Hugo Adolf Bernatzik was a son of the Professor of Public Law at the University of Vienna and member of the House of Peers, Edmund Bernatzik (1854-1919). After school in 1915, he volunteered to join the Austro-Hungarian Army and was deployed among other places in Albania. In 1920, he abandoned his medical studies for financial reasons and became a businessman. After the early death of his first wife Margarete Ast (1904-1924), he embarked on extensive travels and expeditions taking photographs, which became his profession and passion: Spain and north-west Africa in 1924; Egypt and Somalia in 1925; Anglo-Egyptian Sudan in 1927; Romania and Albania between 1926 and 1930; Portuguese Guinea in 1930/31 (with Bernhard Struck, Museum of Ethnology, Dresden); British Solomon Islands, British New Guinea, as well as Bali in Indonesia in 1932/33; Swedish Lapland in 1934; Burma, Thailand and French Indochina (Vietnam, Laos, Cambodia) in 1936/37; and, French-Morocco in 1949/50.

Bernatzik financed his research and living expenses as a travel writer and freelance scientist, by publishing photo coverages, giving public slide lectures and purchasing collections for ethnological museums in Germany and Switzerland. His journalistic activity and his exceptional photographs of foreign people made him quite prominent. He prepared a worldwide photo archive of remote tribal people considered as threatened. With regard to colonial policies, Bernatzik argued that colonial administrators should take the customs, way of life and the tribal environment into account. In 1927, he married Emmy Winkler (1904-1977), a psychology student in Vienna, who became his assistant and travel companion.
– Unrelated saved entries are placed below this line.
PR #809, opened 2026-08-06
fix: raise process file descriptor limit

### LINKED ISSUE #743: fd exhaustion: bamboo never raises RLIMIT_NOFILE, so a GUI-launched instance runs at launchd's 256 and the in-process broker (2x loopback charge) kills the accept loop permanently
## Summary

A GUI-launched Bodhi inherits launchd's default `RLIMIT_NOFILE` soft limit of **256**. Because the mailbox bus (broker) runs **in-process**, every worker↔broker loopback WS connection is charged **twice** to the same fd table. The table fills, and `actix_server::accept` then **stops listening permanently** — the broker port refuses all new connections until the app is restarted.

`bamboo` never calls `setrlimit`, so it runs its whole lifetime at the inherited 256.

## Measured evidence (live instance, macOS 26.3.2)

Host process `PID 5950` = `/Applications/Bodhi AI.app/Contents/MacOS/bamboo` (child of `bodhi` 5926).

| metric | value |
|---|---|
| open fds held by 5950 | **237–240** |
| `ulimit -Sn` (soft) | **256** ← the only bottleneck |
| `ulimit -Hn` (hard) | **unlimited** (`RLIM_INFINITY`) |
| `kern.maxfilesperproc` | 184320 |
| `kern.num_files` / `kern.maxfiles` | 8811 / 368640 |

The system is nowhere near exhaustion — this is a **single process hitting its own soft rlimit**.

### fd type breakdown for PID 5950

```
164 IPv4      <- dominant
 35 KQUEUE
 14 unix
 10 PIPE
  9 REG
```

160 of the 164 IPv4 sockets are `127.0.0.1`; only 2 are external. `CLOSE_WAIT` = 0, so this is not half-open socket accumulation.

### The 2x amplification

The log confirms the broker is in-process:

```
bamboo_server::app_state::builder: embedded mailbox bus (broker) started in-process port=51476
```

So both ends of each loopback connection live in the *same* fd table:

```
$ lsof -nP -p 5950 | grep -c '51476'          -> 156
$ lsof -nP -p 5950 | grep -c '\->127.0.0.1:51476'  -> 43   (client end)
$ lsof -nP -p 5950 | grep -c '127.0.0.1:51476->'   -> 113  (accepted end)
```

**156 of 237 fds (~66%) come from one in-process broker port, at a 2x charge per connection.** With 25 live `subagent-worker` processes each holding 3–7 connections, 256 is reached quickly.

## Consequence: the accept loop dies and never recovers

```
ERROR actix_server::accept: error accepting connection: Too many open files (os error 24)
```

After that error the listening socket is **gone for good**:

```
$ lsof -nP -p 5950 | grep LISTEN
bamboo 5950 ... TCP 127.0.0.1:9562 (LISTEN)      # 9562 still there
                                                  # 51476 absent
$ netstat -an | grep 51476    -> 220 ESTABLISHED, 0 LISTEN
$ nc -z 127.0.0.1 51476       -> REFUSED
```

Downstream damage observed:

- **All sub-agent creation fails**: `broker child link connect failed: transport: connect ws://127.0.0.1:51476: IO error: Connection refused (os error 61)`. Every delegation path (`SubAgent`, `ask_agent`, `deploy_agent`) routes through this port, so the orchestration capability is disabled by the bug itself.
- **Any process spawn fails** (`Bash` tool: `Failed to execute command: Too many open files (os error 24)`) — spawning needs a free fd.
- **Ledger records are silently dropped**: `bamboo_memory::ledger_store::store: skipping unreadable ledger record path=... error=Too many open files (os error 24)`.

## Proposed fix (this issue)

Raise the soft limit at startup, before anything opens sockets or files. Verified empirically that this needs **no root**, because the hard limit is already `RLIM_INFINITY`:

```
[before] soft=256 hard=9223372036854775807
[setrlimit 65536] OK
[after]  soft=65536
[open]   successfully opened 5000 files (no EMFILE)
```

Implementation notes:
- `libc = "0.2"` is already a root-package dependency, so no new dependency is required.
- Only the **soft** limit is raised, and never above the hard limit (raising soft past hard yields `EINVAL`; raising the hard limit requires privilege).
- If the soft limit is already >= the target it is left untouched, so an operator-set value is never lowered.
- Best-effort: failures warn on stderr and startup continues with the inherited limit.

## This is mitigation, not a complete fix

Raising the ceiling buys headroom but does not address the underlying causes. Tracked separately / still needed:

1. **The 2x loopback charge remains.** The in-process broker should use a UDS or an in-process channel instead of loopback TCP, so a connection costs one fd (or none) instead of two.
2. **`accept` must survive `EMFILE`.** Today the listener is lost permanently on the first occurrence and only a restart recovers it. The accept loop should back off and retry rather than abandon the socket — this is an independent must-fix, since any ceiling can eventually be reached.
3. **Per-worker connection count** (currently 3–7 to the broker) should be bounded, and idle connections reclaimed.

## Environment

- macOS 26.3.2 (arm64)
- Bamboo @ `1ab5bfec`
- `gh` not installed; figures collected via `lsof` / `netstat` / `sysctl` / app logs

bigduu:
## Summary

- raise the Unix process `RLIMIT_NOFILE` soft limit toward 65,536 before Tokio, logging, files, or sockets are initialized
- cap the requested soft limit at the operator-configured hard limit, never lower an existing soft limit, and never modify the hard limit
- keep startup best-effort: report failures directly to stderr and continue; non-Unix targets remain a no-op
- cover the limit policy and failure paths with deterministic backend-injected unit tests, using the existing `libc` dependency

## Root Cause

Bamboo inherited the launcher process's file-descriptor soft limit unchanged. In embedded-broker deployments a low inherited limit could be exhausted by broker connections and other open files even when the hard limit allowed substantially more descriptors.

## Test Plan

- `cargo clippy` (passes; only two unrelated pre-existing `too_many_arguments` warnings)
- `cargo clippy -p bamboo-agent --bin bamboo --no-deps -- -D warnings`
- `cargo test`
- `cargo test --bin bamboo nofile_limit` (7/7)
- `cargo test --bin bamboo` (31/31)
- `cargo check --bin bamboo`
- live Unix syscall verification: launched the exact debug broker in a child shell with soft `RLIMIT_NOFILE=256`, authenticated and held 400 WebSocket clients, and observed 414 open descriptors / 401 TCP sockets on the Bamboo process
- non-Unix compile guard: compiled the isolated module for `aarch64-pc-windows-msvc` with warnings denied

## Screenshots

Not applicable; this is a backend startup resource-limit fix.

Closes #743

### DIFF
--- a/src/bin/bamboo.rs
+++ b/src/bin/bamboo.rs
@@ -6,6 +6,9 @@ use bamboo_llm::Config;
 use clap::{Parser, Subcommand};
 use std::path::PathBuf;
 
+#[path = "bamboo/nofile_limit.rs"]
+mod nofile_limit;
+
 #[derive(Parser)]
 #[command(name = "bamboo")]
 #[command(version)]
@@ -1189,8 +1192,16 @@ fn log_level_to_seed(rust_log_is_set: bool, requested_level: Option<&str>) -> Op
     }
 }
 
+fn main() {
+    // Do this before Tokio constructs its runtime (and therefore before Bamboo
+    // opens any application sockets/files). The adjustment is best-effort and
+    // reports failures directly to stderr because logging is not initialized yet.
+    nofile_limit::raise_nofile_limit_best_effort();
+    run();
+}
+
 #[tokio::main]
-async fn main() {
+async fn run() {
     let cli = Cli::parse();
 
     // `--config <path>` seeds `BAMBOO_DATA_DIR` (only when unset) with the data
--- a/src/bin/bamboo/nofile_limit.rs
+++ b/src/bin/bamboo/nofile_limit.rs
@@ -1,0 +1,343 @@
+//! Best-effort startup adjustment for the process file-descriptor limit.
+//!
+//! This module deliberately does not use `tracing`: the binary invokes it before
+//! constructing the Tokio runtime or initializing logging, so failures must be
+//! visible directly on stderr without preventing startup.
+
+#[cfg(any(unix, test))]
+use std::fmt;
+
+#[cfg(unix)]
+type LimitValue = libc::rlim_t;
+#[cfg(all(test, not(unix)))]
+type LimitValue = u64;
+
+#[cfg(any(unix, test))]
+const TARGET_SOFT_LIMIT: LimitValue = 65_536;
+
+/// Raise the process `RLIMIT_NOFILE` soft limit where Unix supports it.
+///
+/// This is intentionally a no-op on non-Unix targets. On Unix every failure is
+/// reported to stderr and ignored so Bamboo can continue with the operator's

From 1930 on, he studied ethnology, anthropology and geography at the University of Vienna and completed a Ph.D doctorate in 1932 with a "monograph of the Kassanga". In June 1935, he applied for his postdoctoral habilitation to the University of Graz to be a professor based on the work he had done on "The development of the child on the Solomon Island of Owa Raha". He received confirmation from the Austrian Federal Ministry in May 1936 in Rangoon. Finally, at the beginning of 1939, he was appointed at the University of Graz to the Institute of Geography. Plans for another expedition to the Chinese province of Yunnan were cut short by Hitler's attack on Poland in September 1939.